1cy/load ('ZEN2','icc', 'Ofast','copy') with vmovupd (%r8,%rax,8), %ymm0; vmovupd %ymm0, (%rdx,%rax,8)
400f83: c4 c1 7d 10 04 c0 vmovupd (%r8,%rax,8),%ymm0
400f89: c5 fd 11 04 c2 vmovupd %ymm0,(%rdx,%rax,8)
400f8e: 48 83 c0 04 add $0x4,%rax
400f92: 49 3b c1 cmp %r9,%rax
400f95: 72 ec jb 400f83 <kernel+0xe3>
2cy/load ('ZEN2','gcc', 'Ofast','copy') with vmovupd (%r15,%rax), %ymm1; vmovupd %ymm1, (%rdx,%rax)
400df0: c4 c1 7d 10 0c 07 vmovupd (%r15,%rax,1),%ymm1
400df6: c5 fd 11 0c 02 vmovupd %ymm1,(%rdx,%rax,1)
400dfb: 48 83 c0 20 add $0x20,%rax
400dff: 48 39 d8 cmp %rbx,%rax
400e02: 75 ec jne 400df0 <kernel+0xd0>
2cy/load ('ZEN2','clang', 'Ofast','copy') with 4x unrolled vmovups (%rbp,%rax,8), %ymm0; vmovups %ymm0, (%rdi,%rax,8)
4009e0: c5 fc 10 44 c5 00 vmovups 0x0(%rbp,%rax,8),%ymm0
4009e6: c5 fc 10 4c c5 20 vmovups 0x20(%rbp,%rax,8),%ymm1
4009ec: c5 fc 10 54 c5 40 vmovups 0x40(%rbp,%rax,8),%ymm2
4009f2: c5 fc 10 5c c5 60 vmovups 0x60(%rbp,%rax,8),%ymm3
4009f8: c5 fc 11 04 c7 vmovups %ymm0,(%rdi,%rax,8)
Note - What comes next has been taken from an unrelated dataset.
PR #75, opened 2022-07-20
Revert Service::start back to using generics over impl trait

### LINKED ISSUE #51: Cannot start service with empty arguments
When passing an empty array to `Service::start` Rust needs to be told the type as it cannot infer the type of an empty array. Before I could do `service.start::<OsString>(&[])?;`. In 0.3.0 `Service::start` was changed to use `impl AsRef<OsStr>` instead of an explicit type parameter which means I cannot tell Rust what the type is. Instead I have to do this:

4009fd: c5 fc 11 4c c7 20 vmovups %ymm1,0x20(%rdi,%rax,8)
400a03: c5 fc 11 54 c7 40 vmovups %ymm2,0x40(%rdi,%rax,8)
400a09: c5 fc 11 5c c7 60 vmovups %ymm3,0x60(%rdi,%rax,8)
400a0f: 48 83 c0 10 add $0x10,%rax
400a13: 49 39 c5 cmp %rax,%r13
400a16: 75 c8 jne 4009e0 <kernel+0x90>
1cy/load likwid-bench -t copy_avx -w S0:8kB:1
bbc0: c5 fc 28 0c c6 vmovaps (%rsi,%rax,8),%ymm1
bbc5: c5 fc 28 54 c6 20 vmovaps 0x20(%rsi,%rax,8),%ymm2
bbcb: c5 fc 28 5c c6 40 vmovaps 0x40(%rsi,%rax,8),%ymm3
bbd1: c5 fc 28 64 c6 60 vmovaps 0x60(%rsi,%rax,8),%ymm4
bbd7: c5 fc 29 0c c2 vmovaps %ymm1,(%rdx,%rax,8)
bbdc: c5 fc 29 54 c2 20 vmovaps %ymm2,0x20(%rdx,%rax,8)
bbe2: c5 fc 29 5c c2 40 vmovaps %ymm3,0x40(%rdx,%rax,8)
bbe8: c5 fc 29 64 c2 60 vmovaps %ymm4,0x60(%rdx,%rax,8)
bbee: 48 83 c0 10 add $0x10,%rax
bbf2: 48 39 f8 cmp %rdi,%rax
bbf5: 7c c9 jl bbc0 <copy_avx+0x40>
### Update Kernel: FrontEnd and Branch TP limit
On Zen2 the update kernel is preticted 50% faster, because OSACA does not see a bottleneck due to short loop body. When unrolled, the performance increases and is well predicted.
On SKX unrolling and wider SIMD does not give better performance
"The fused branch instructions can execute at a throughput of two such branches per clock
cycle if they are not taken, or one branch per two clock cycles if taken" (21.4., Agner Fog)
### Store AGU usage on ZEN
When looking at predictions of the copy kernel, it became clear that the AGUs for store also required to µops if a 256-bit wide store was issued and two addresses need to be generated.